■ Dataset records
# # # #

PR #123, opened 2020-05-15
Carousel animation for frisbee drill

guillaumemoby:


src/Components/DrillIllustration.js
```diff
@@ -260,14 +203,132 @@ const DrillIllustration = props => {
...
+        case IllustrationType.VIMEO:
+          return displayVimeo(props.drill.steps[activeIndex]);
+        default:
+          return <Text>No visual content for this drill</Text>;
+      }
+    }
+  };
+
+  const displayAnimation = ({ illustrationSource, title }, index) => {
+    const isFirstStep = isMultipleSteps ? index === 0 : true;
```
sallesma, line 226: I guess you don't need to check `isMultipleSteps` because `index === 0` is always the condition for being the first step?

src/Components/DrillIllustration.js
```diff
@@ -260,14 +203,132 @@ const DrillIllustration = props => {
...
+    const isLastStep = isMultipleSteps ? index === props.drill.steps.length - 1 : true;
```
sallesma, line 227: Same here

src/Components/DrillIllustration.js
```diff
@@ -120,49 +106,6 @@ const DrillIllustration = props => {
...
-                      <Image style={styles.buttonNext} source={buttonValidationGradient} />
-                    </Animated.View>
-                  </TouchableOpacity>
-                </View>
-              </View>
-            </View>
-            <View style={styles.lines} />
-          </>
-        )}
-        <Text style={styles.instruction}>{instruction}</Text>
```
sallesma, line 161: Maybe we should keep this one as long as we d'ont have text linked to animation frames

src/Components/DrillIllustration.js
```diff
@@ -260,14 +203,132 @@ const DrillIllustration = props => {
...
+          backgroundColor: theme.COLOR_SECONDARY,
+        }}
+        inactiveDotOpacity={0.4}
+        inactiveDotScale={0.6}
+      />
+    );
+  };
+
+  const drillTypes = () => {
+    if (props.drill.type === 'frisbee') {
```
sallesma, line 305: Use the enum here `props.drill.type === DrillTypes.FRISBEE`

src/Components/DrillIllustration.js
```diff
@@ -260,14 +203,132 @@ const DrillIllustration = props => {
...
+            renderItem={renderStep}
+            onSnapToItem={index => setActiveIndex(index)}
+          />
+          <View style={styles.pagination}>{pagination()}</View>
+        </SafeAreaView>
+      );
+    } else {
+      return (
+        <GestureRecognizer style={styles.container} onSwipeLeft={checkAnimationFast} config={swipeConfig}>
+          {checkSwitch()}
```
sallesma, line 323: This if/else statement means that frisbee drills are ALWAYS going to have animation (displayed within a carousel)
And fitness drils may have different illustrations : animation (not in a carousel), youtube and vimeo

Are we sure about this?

# # # #

■ What the task requires
Your answer should be every line above that contains the word "return".

■ Expected answer
+          return displayVimeo(props.drill.steps[activeIndex]);
+          return <Text>No visual content for this drill</Text>;
+      return (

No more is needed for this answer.